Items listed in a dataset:
+ + +
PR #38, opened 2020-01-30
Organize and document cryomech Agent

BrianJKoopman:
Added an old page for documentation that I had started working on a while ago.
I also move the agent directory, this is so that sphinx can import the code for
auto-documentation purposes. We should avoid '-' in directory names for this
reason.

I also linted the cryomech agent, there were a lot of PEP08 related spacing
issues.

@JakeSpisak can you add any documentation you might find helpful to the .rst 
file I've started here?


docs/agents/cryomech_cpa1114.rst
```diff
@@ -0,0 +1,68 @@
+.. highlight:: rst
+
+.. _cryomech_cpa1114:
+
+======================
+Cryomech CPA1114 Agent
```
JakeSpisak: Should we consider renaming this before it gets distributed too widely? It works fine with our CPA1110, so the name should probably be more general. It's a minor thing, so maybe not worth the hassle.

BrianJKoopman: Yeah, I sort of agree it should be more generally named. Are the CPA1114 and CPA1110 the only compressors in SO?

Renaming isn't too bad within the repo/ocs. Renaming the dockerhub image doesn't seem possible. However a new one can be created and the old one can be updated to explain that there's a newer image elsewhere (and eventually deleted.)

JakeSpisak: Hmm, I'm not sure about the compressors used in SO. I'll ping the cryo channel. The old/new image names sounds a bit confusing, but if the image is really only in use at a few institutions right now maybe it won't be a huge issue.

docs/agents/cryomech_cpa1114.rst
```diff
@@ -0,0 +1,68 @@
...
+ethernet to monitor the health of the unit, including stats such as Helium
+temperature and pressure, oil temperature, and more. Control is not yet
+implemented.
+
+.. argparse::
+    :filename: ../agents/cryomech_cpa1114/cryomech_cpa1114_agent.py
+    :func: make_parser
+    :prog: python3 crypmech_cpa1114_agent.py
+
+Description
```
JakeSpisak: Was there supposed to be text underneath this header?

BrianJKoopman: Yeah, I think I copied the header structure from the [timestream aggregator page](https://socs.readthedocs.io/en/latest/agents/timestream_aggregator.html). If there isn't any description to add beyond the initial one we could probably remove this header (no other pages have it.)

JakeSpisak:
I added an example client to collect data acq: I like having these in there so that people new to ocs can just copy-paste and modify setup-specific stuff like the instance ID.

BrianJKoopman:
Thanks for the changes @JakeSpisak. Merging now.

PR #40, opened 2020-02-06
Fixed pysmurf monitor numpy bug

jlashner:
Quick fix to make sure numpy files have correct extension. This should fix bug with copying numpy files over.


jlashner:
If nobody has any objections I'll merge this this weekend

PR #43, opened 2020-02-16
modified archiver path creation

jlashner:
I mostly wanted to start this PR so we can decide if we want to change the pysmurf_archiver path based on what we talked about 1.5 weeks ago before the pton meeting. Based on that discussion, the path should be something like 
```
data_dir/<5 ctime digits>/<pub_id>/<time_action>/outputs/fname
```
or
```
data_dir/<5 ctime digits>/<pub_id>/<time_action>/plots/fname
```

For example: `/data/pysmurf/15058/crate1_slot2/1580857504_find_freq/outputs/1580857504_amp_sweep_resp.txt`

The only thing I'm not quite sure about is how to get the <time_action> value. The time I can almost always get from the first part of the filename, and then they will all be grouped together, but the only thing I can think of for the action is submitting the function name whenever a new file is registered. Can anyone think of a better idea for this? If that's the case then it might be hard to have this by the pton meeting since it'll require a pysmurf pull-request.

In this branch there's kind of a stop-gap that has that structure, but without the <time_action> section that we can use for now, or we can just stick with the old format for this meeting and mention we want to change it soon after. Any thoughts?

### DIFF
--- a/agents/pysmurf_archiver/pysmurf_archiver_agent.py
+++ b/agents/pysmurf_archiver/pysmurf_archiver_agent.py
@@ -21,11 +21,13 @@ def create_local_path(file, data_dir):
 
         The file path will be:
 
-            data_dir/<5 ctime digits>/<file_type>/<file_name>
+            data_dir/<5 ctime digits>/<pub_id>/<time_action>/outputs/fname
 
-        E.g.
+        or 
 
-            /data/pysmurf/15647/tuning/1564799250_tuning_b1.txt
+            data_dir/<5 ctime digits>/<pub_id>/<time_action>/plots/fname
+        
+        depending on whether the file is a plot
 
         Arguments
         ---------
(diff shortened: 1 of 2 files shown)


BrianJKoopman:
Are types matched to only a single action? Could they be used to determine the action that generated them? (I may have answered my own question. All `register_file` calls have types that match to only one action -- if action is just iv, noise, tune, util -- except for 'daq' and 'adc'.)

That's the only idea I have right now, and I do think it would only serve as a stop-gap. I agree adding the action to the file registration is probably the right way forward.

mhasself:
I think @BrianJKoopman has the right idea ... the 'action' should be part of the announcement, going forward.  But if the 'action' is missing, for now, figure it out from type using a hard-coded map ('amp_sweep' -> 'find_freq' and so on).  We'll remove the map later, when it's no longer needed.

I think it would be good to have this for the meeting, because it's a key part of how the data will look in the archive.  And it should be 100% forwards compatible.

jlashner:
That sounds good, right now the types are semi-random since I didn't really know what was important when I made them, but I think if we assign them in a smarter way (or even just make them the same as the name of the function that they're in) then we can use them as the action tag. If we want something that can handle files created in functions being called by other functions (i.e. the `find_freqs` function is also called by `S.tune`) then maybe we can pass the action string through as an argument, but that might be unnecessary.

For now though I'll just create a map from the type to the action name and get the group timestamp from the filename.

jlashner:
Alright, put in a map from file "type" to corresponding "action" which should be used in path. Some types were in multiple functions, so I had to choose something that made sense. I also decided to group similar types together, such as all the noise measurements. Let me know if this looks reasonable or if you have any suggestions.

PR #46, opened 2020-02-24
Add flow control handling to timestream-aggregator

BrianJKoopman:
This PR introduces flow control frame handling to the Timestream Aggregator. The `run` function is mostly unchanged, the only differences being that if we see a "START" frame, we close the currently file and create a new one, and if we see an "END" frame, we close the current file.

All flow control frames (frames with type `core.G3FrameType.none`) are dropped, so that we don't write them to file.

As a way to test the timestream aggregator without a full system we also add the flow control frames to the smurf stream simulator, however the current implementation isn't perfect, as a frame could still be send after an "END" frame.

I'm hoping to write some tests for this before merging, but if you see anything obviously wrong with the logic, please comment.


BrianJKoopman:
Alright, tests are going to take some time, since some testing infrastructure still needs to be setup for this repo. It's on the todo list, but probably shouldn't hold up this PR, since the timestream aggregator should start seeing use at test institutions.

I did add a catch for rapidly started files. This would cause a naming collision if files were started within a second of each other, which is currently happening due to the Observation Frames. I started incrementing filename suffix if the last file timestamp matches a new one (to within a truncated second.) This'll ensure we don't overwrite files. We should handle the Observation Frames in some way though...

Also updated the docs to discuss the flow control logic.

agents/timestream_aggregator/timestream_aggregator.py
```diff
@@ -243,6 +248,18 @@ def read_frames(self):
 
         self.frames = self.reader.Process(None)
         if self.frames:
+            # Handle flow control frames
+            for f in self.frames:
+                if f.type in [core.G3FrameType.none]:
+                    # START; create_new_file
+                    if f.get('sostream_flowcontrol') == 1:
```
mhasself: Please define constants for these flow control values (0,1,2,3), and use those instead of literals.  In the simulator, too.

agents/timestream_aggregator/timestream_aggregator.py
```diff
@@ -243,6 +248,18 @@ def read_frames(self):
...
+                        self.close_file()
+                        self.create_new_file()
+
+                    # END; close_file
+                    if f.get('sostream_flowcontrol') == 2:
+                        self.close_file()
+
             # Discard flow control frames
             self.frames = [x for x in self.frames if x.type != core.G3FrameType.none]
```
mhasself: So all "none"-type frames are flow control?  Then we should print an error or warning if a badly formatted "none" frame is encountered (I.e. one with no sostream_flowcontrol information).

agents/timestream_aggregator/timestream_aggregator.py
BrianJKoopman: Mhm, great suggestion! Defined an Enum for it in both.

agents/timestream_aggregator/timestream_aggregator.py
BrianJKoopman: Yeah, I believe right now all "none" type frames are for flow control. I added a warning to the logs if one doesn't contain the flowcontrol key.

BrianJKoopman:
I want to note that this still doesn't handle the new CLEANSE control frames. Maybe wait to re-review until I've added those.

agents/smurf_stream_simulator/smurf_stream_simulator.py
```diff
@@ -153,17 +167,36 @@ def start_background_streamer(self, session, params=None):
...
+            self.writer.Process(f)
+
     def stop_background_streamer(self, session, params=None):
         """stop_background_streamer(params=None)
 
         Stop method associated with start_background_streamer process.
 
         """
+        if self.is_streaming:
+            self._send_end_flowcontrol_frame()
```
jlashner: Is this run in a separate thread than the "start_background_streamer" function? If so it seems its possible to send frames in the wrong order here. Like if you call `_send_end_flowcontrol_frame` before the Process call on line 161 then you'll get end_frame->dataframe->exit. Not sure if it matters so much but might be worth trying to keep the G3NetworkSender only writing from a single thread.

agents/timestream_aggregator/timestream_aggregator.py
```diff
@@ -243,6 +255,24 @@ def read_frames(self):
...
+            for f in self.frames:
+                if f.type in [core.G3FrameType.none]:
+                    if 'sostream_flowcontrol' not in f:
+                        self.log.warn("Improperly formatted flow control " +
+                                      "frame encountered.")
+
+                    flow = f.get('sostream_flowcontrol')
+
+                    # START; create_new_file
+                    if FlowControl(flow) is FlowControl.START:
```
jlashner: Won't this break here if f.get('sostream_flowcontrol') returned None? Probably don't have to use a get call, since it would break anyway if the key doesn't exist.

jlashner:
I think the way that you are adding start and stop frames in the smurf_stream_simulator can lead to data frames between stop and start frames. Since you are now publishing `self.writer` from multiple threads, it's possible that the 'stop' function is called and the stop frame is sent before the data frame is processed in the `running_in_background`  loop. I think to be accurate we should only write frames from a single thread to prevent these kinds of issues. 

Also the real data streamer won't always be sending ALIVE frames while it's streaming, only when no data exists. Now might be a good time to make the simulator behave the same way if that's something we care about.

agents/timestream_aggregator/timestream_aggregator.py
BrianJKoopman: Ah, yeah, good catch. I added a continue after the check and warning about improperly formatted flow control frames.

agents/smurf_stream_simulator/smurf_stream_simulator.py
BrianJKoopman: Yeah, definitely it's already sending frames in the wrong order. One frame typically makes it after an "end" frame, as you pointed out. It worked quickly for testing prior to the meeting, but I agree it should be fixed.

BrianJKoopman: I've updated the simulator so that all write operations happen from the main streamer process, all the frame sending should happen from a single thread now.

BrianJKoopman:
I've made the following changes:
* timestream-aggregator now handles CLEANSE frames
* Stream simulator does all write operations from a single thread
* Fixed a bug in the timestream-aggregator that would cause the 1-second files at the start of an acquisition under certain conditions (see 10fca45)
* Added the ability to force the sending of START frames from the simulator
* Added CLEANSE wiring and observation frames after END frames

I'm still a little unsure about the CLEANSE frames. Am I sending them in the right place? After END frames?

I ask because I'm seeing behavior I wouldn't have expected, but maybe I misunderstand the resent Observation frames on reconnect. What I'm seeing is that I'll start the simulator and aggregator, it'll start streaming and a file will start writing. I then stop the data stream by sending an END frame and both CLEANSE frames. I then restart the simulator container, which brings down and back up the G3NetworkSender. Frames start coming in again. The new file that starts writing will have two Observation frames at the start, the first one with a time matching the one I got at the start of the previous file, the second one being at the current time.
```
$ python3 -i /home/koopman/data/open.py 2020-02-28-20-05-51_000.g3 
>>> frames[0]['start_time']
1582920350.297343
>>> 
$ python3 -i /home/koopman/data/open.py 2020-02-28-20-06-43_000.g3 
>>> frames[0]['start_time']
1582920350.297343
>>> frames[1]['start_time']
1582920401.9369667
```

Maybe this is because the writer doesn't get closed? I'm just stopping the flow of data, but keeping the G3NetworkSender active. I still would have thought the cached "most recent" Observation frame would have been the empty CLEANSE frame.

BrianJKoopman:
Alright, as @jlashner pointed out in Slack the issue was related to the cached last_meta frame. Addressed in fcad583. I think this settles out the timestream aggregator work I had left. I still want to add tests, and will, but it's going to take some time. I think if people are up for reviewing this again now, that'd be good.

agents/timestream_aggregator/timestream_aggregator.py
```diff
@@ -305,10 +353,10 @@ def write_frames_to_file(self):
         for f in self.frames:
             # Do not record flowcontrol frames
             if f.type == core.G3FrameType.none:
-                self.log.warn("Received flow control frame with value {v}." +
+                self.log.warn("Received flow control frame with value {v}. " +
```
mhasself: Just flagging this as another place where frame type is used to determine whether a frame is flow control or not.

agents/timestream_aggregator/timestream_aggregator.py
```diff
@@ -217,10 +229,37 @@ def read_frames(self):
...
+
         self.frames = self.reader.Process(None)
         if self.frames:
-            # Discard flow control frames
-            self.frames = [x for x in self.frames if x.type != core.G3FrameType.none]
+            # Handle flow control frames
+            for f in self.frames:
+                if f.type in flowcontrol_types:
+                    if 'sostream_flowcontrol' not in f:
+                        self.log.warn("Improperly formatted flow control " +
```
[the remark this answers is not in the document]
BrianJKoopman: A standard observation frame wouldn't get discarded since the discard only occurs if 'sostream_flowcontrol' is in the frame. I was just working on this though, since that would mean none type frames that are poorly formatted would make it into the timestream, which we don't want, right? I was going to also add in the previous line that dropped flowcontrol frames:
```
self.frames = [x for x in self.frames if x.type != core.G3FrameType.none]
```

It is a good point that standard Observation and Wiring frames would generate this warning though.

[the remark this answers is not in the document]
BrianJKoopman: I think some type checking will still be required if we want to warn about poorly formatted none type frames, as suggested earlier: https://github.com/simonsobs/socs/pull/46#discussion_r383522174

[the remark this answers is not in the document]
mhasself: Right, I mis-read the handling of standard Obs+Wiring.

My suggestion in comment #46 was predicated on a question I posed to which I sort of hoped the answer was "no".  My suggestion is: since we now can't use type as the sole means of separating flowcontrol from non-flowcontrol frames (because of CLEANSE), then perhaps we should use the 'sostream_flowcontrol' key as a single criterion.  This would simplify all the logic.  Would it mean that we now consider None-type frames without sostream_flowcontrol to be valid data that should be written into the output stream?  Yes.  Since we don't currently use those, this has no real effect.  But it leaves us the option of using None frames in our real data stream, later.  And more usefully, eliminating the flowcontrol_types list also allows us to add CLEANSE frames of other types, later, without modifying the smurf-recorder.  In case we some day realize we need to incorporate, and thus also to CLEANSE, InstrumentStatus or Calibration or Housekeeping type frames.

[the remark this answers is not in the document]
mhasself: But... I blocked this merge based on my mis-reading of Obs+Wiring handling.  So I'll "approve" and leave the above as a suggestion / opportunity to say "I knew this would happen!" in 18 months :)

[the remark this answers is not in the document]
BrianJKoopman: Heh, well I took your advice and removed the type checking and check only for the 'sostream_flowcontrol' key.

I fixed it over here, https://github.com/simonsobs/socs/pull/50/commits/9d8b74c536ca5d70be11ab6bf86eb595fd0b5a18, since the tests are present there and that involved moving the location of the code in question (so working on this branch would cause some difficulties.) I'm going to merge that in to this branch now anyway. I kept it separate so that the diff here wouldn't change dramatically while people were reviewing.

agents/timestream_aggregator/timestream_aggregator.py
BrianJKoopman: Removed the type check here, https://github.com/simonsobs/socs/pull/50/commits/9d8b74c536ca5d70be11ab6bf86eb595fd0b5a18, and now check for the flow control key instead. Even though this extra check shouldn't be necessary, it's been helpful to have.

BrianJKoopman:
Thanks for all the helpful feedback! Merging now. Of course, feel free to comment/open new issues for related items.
+ + +
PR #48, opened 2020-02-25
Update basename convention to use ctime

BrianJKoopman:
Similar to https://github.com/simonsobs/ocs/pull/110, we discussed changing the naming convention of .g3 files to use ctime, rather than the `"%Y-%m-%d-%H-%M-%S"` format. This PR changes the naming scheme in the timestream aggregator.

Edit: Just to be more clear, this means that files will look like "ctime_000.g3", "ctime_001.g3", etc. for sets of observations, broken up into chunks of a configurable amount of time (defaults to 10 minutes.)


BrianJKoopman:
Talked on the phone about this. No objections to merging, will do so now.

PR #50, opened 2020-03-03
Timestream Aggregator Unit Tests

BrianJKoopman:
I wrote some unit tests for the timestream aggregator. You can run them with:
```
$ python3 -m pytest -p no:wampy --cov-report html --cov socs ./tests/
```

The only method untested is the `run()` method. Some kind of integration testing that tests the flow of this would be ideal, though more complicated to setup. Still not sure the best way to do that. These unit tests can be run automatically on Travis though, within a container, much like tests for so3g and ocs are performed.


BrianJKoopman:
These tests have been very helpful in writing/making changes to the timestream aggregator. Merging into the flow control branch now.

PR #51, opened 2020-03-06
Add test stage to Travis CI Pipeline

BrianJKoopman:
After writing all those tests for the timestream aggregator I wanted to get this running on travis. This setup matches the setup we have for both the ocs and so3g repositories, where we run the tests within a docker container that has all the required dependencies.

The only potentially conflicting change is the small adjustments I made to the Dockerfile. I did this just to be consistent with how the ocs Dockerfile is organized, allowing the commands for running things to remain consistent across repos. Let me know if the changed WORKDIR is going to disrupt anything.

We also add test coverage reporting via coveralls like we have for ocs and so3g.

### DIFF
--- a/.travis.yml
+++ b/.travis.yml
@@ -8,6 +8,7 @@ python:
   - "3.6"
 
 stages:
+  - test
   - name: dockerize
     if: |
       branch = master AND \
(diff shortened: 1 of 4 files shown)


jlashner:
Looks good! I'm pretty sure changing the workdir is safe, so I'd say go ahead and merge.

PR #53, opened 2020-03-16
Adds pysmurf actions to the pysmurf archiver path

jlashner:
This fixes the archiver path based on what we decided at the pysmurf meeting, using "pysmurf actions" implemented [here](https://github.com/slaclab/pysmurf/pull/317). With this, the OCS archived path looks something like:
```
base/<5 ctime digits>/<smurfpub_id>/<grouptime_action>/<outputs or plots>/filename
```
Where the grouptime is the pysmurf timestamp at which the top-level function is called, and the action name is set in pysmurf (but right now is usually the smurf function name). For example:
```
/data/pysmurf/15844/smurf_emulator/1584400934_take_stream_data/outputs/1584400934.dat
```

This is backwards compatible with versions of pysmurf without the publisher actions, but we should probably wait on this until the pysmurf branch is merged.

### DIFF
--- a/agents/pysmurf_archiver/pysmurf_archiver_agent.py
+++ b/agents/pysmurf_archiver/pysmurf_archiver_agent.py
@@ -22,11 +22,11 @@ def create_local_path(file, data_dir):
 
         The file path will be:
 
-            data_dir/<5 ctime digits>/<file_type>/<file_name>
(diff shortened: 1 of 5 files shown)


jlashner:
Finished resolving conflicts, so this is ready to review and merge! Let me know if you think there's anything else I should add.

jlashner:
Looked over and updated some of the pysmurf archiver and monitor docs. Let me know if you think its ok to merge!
+ + +
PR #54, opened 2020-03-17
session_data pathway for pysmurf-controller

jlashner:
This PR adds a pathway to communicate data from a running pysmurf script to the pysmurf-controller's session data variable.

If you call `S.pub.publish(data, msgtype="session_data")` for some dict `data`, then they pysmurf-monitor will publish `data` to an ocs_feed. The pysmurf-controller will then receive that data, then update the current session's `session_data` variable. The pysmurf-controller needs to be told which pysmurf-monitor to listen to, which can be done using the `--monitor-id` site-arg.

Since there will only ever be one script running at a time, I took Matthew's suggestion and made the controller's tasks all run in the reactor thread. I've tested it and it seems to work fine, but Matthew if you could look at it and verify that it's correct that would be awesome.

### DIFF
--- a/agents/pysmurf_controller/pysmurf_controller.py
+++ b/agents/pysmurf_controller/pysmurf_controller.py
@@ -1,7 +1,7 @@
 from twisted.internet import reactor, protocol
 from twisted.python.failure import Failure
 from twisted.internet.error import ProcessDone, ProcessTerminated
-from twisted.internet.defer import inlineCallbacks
+ + +
▶ _WHAT NEEDS TO BE DONE_
Please find, in the entries above, every line where "convention" occurs, and copy it.

▶ _EXPECTED ANSWER_
Update basename convention to use ctime
Similar to https://github.com/simonsobs/ocs/pull/110, we discussed changing the naming convention of .g3 files to use ctime, rather than the `"%Y-%m-%d-%H-%M-%S"` format. This PR changes the naming scheme in the timestream aggregator.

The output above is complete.